- [Work instructions]
Take from the material every line containing the string "kiukchung" and copy it.

- [Data excerpts]
────────

PR #880, opened 2024-04-11
Remove TORCHX_COMPONENT_ARGS env var from role

ishachirimar:
Summary: remove torchx component args env var to avoid taking too much storage/ hitting limits for env var size

Differential Revision: D56033363

### DIFF
--- a/torchx/runner/api.py
+++ b/torchx/runner/api.py
@@ -324,6 +324,10 @@ class Runner:
 
         configured_trackers = get_configured_trackers()
 
+        app_handle = make_app_handle(scheduler, self._name, macros.app_id)
+
+        os.environ[ENV_TORCHX_JOB_ID] = app_handle
+
         for role in app.roles:
             if not role.entrypoint:
                 raise ValueError(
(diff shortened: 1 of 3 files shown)


torchx/runner/api.py
```diff
@@ -324,6 +324,10 @@ def dryrun(
 
         configured_trackers = get_configured_trackers()
 
+        app_handle = make_app_handle(scheduler, self._name, macros.app_id)
+
+        os.environ[ENV_TORCHX_JOB_ID] = app_handle
```
kiukchung, line 329: what is the purpose of setting the `app_handle` in the current process' environment variables?

kiukchung (changes requested):
Can you elaborate on what storage limit you are hitting with env vars? Simply removing 1 env var solves the problem? Looks like the intention here is really to revert https://github.com/pytorch/torchx/commit/eb0781d438bc5b649054a3fdd14d77f77e8ed6ce. If so can you submit a PR as a `git revert`?

I'm assuming you're hitting a limit in the scheduler (mast) frontend that limits the number of env vars the role spec can have.

There's another bundled change here that modifies the TORCHX_JOB_ID env var key in the tracker - that should be a separate PR for better visibility and history tracking.

torchx/runner/api.py
ishachirimar: Hi there, i think i exported the wrong version of my changes to a PR. Let me revise this and update.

────────

- [Answer to this problem]
kiukchung, line 329: what is the purpose of setting the `app_handle` in the current process' environment variables?
kiukchung (changes requested):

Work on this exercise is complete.